The silence was far too long, not just for his family and friends but for the FBI.
And for Emma.
She felt the draft at her feet. She had come prepared for the conditions, dressed in jeans, black merino wool sweater, raincoat, wool socks and Frye boots. The Donovans were in a mix of flannel, canvas and denim, no sign they even noticed the cold and the damp. Finian had opted against his usual black suit and Roman collar and instead wore a dark gray Irish-knit sweater and black corduroy trousers. He was a sharp-featured, handsome Irishman in his late thirties who had arrived in the small Maine fishing village in June. He had run into Colin, home for a few days in the midst of a difficult, dangerous mission, and they quickly became unexpected friends.
Emma hadn’t met Colin until September. She suspected his friendship with the Irish priest was less of a mystery to her than to his brothers. Finian Bracken was a fish out of water in Rock Point. He had no history with the town and little familiarity with the FBI. He also had a ready Irish wit, and he knew whiskey. He was objective, intelligent, tolerant—a safe friend for a federal agent with secrets.
Andy Donovan held his small glass to the light and examined the Scotch’s deep caramel color, then swirled it and brought it to his nose. He raised his eyes—the same shade of gray as Colin’s—to Finian. “Do you want me to tell you what I smell?”
“If you like,” Finian said. “Just sniff. Don’t inhale deeply. It’s not a yoga class.”
“As if you’d ever find one of us in a yoga class,” Andy said, then shrugged. “It smells like peat.”
Finian observed him with interest. “What else? Do you smell spices, fruit—chocolate, maybe?”
“Nope. It smells like an expensive Scotch to me.”
“Have a taste, then,” the priest said with a sigh, his Irish Kerry accent more pronounced than usual.
“No problem.” Andy tossed back the Scotch and made a face. “I’m with Emma. Too smoky for me.”
It was the final whiskey of the evening. The Donovan brothers hadn’t left so much as a drop in any of the specially designed glasses, one for each whiskey. The glasses all had little hats, like Scottish tams, that concentrated the aromas of each sample. Finian had brought them from the rectory; Hurley’s didn’t have whiskey nosing glasses. Before turning to the priesthood six years ago, Finian and his twin brother, Declan, had founded and operated Bracken Distillers on the southwest Irish coast. Bracken 15 year old, an award-winning single malt and rare peated Irish whiskey, was one of the night’s offerings—or “expressions,” as Finian called his lineup of bottles.
Emma noticed Mike, the eldest Donovan, eyeing her from across the round table. He was down from the remote Bold Coast where he worked as an independent wilderness guide. “Special Agent Sharpe’s a wine drinker. Aren’t you, Emma?”

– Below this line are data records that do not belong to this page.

PR #1331, opened 2021-12-06
Bug/gsye 74 Added ability to send settlement offers and bids and fixed issue in can_bid_be_posted and can_offer_be_posted

hannesdiedrich:


src/gsy_e/models/strategy/external_strategies/__init__.py
```diff
@@ -316,6 +320,117 @@ def _get_market_from_time_slot(self, time_slot: DateTime) -> MarketBase:
                 f"settlement markets")
         return market
 
+    def _offer_aggregator_impl(
```
spyrostz, line 323: I am leaving the comment here in order to ideally not discuss it in this PR since we have discussed it already: I think that moving this method to its own offer mixin would be good in the long run, however it should not be done in the context of this ticket since we have another open ticket that deals with this.

spyrostz: I have a followup question though: why was it necessary to be moved in the ExternalMixin in the context of this PR ? I assume to avoid code duplication, right ?

src/gsy_e/models/strategy/external_strategies/__init__.py
```diff
@@ -316,6 +320,117 @@ def _get_market_from_time_slot(self, time_slot: DateTime) -> MarketBase:
...
+
+            response = {
+                "command": "offer",
+                "status": "ready",
+                "offer": offer.to_json_string(replace_existing=replace_existing),
+                "transaction_id": arguments.get("transaction_id"),
+                "area_uuid": self.device.uuid,
+                "message": response_message}
+        except (AssertionError, GSyException):
+            logging.exception("Failed to post PV offer.")
```
spyrostz, line 370: Please remove the PV reference since it is on the ExternalMixin which has no knowledge of the strategy type. Alternatively, you can do the following `f"Failed to post offer on strategy {self.__class__.__name__}"` to get the class name and have the indication which strategy was affected.

src/gsy_e/models/strategy/external_strategies/__init__.py
hannesdiedrich: Yes, this was my try to be DRY and to re-use this code in the external PV and in the Load.

src/gsy_e/models/strategy/external_strategies/__init__.py
```diff
@@ -316,6 +320,117 @@ def _get_market_from_time_slot(self, time_slot: DateTime) -> MarketBase:
...
+                requirements=arguments.get("requirements")
+            )
+            response = {
+                "command": "bid", "status": "ready",
+                "bid": bid.to_json_string(replace_existing=replace_existing),
+                "area_uuid": self.device.uuid,
+                "transaction_id": arguments.get("transaction_id"),
+                "message": response_message}
+        except (AssertionError, GSyException):
+            logging.exception("Error when handling bid on area %s", self.device.name)
```
spyrostz, line 425: Even better than my class name proposal on the previous comment, you could copy the same error message on the logging.exception in the corresponding offer exception log.

src/gsy_e/models/strategy/external_strategies/__init__.py
hannesdiedrich: Ah yes, thanks!

src/gsy_e/models/strategy/__init__.py
```diff
@@ -374,13 +374,13 @@ def can_offer_be_posted(
 
         if replace_existing:
             # Do not consider previous open offers, since they would be replaced by the current one
-            posted_offer_energy = self.sold_offer_energy(market.id, time_slot)
```
spyrostz, line 377: I really wonder why did this not show up till now. I assume because this was only called from the external strategies and the template strategies that we usually test our code against do not use it right ?

spyrostz (dismissed):
LGTM

src/gsy_e/models/strategy/__init__.py
hannesdiedrich: I asked myself the same and concluded equally. This may even fix some issues the research team still have with the external strategies.

fievelk: I'm not sure I understood the fix. In my head, if the new offer has `replace_existing`, it should replace only the open offers that have not been traded yet, not all offers. So the energy should be equal to the energy of the offers that have been traded so far, not `0`. Could you please explain this part?

hannesdiedrich: Yes, you are right, and this was/is already take care of in line 383.
When setting `replace_existing=True` we only ignore the already posted offers, as they will be replaces in the following. I hope this explains it. Happy to be more verbose if you like.

fievelk: On line 383 we added the `time_slot` parameter to `sold_offer_energy()`. But this shouldn't change the behaviour as far as I know (it only affects future markets). I think I need the verbose explanation :)

src/gsy_e/models/strategy/external_strategies/load.py
```diff
@@ -291,58 +292,60 @@ def event_offer(self, *, market_id, offer) -> None:
...
-            bid = self.post_bid(
-                market,
-                arguments["price"],
-                arguments["energy"],
-                replace_existing=replace_existing,
-                attributes=arguments.get("attributes"),
-                requirements=arguments.get("requirements")
-            )
+            if self.area.is_market_settlement(market.id):
+                assert self.state.can_post_settlement_offer(market.time_slot), (
```
fievelk, line 300: I think that this assertion can fail even if the implementation is correct (because it depends on the user/client input). Since this is new code, I'd suggest using exceptions instead of assertions.

src/gsy_e/models/strategy/__init__.py
hannesdiedrich: Ha, I just had another (appr. 1000th) look at this and indeed, in line 383 we subtract the `sold_offer_energy` from the posted_energy which made the `replace_existing=True` case work, because we first add and then subtract the same number. But for the `replace_existing=False` case. we were not taking into account the `sold_offer_energy` .
So, this will be my proposal to fix both cases:
```python
    if replace_existing:
            posted_offer_energy = 0.0
        else:
            posted_offer_energy = self.posted_offer_energy(market.id, time_slot)

        posted_energy = (offer_energy
                         + posted_offer_energy
                         + self.sold_offer_energy(market.id, time_slot))
```
What do you think?

src/gsy_e/models/strategy/external_strategies/load.py
hannesdiedrich: Yeah, I was thinking the same, just copying from the old implementation. Will do like you propose.

src/gsy_e/models/strategy/__init__.py
fievelk: So if `replace_existing is True`, then our posted energy is sum of the energy of the 
- current offer
- the previous offers we've already traded.

If `replace_existing is False`, then our posted energy is the sum of the energy of the 
- current offer
- the previous offers we haven't traded yet
- the previous offers we have already traded.

Is this correct? If this is right, the snippet you posted seems good to me 👍

hannesdiedrich: Yes, that is correct. There are tests that I will extend to catch all corner cases. Thanks!

src/gsy_e/models/strategy/external_strategies/__init__.py
```diff
@@ -344,13 +349,13 @@ def _offer_aggregator_impl(
...
-                market,
-                time_slot=time_slot,
-                replace_existing=replace_existing)
+            if not self.can_offer_be_posted(arguments["energy"],
+                                            arguments["price"],
+                                            available_energy,
+                                            market,
+                                            time_slot=time_slot,
+                                            replace_existing=replace_existing):
+                raise OrderCanNotBePosted()
```
fievelk, line 358: Nit: I'd recommend using the other indentation style (called hanging indentation, as [mentioned in PEP 8](https://www.python.org/dev/peps/pep-0008/#indentation)). I originally thought it was just a personal preference, but I found out that it has some objective advantages:
1. it reduces the amount of empty white space, so it's less likely to break the max length of a line;
2. it avoids flake8 errors. If we rename `can_offer_be_posted` to something else with more/less characters, flake8 will raise errors regarding the indentation of all the arguments. This wouldn't happen using hanging indents.

fievelk: Also, I think that you don't need to instantiate the exception. This would work:
```python
raise OrderCanNotBePosted
```

tests/strategies/external/utils.py
```diff
@@ -15,17 +15,19 @@
 You should have received a copy of the GNU General Public License
 along with this program.  If not, see <http://www.gnu.org/licenses/>.
 """
+# pylint: disable=missing-function-docstring
```
fievelk, line 18: Nit: this module is not a test module, but rather a utils module (for tests). So I wouldn't disable this warning.

fievelk (approved):

fievelk (dismissed):

src/gsy_e/models/strategy/__init__.py
```diff
@@ -380,7 +380,7 @@ def can_offer_be_posted(
 
         posted_energy = (offer_energy
```
spyrostz, line 381: Very nit, but in order to be 100% clear and to not fall into similar bugs in the future, I would rename this variable to posted_and_traded_offer_energy

spyrostz (approved):
One nit comment that can be skipped, LGTM

src/gsy_e/models/strategy/__init__.py
hannesdiedrich: I agree and will change it.

spyrostz (approved):

fievelk (approved):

She couldn’t detect any hint of criticism or sarcasm in his tone, but he still was looking at her as if she had done something wrong. “I like wine.” She kept any defensiveness out of her voice. “How about you, Mike? Do you pack a nice Central Coast red in your canoe when you take tourists on moose-sighting excursions?”
Kevin and Andy both grinned. Mike ignored them and settled back in his chair. “I took a couple out on the river in August. They had a wicker picnic hamper stocked with real wineglasses, cloth napkins, silver cutlery, French cheese, a baguette, apples and pears and two bottles of fancy wine.”
“Must have weighed down the canoe,” Kevin, the marine patrol officer, said.
“Oh, yeah. They insisted on having a picnic on the riverbank but they didn’t count on Maine mosquitoes. They lasted three minutes before we had to throw everything back in the canoe. We paddled straight back to their car.”
“Don’t tell me,” Andy said, amused. “The next stop on their Maine tour was Heron’s Cove.”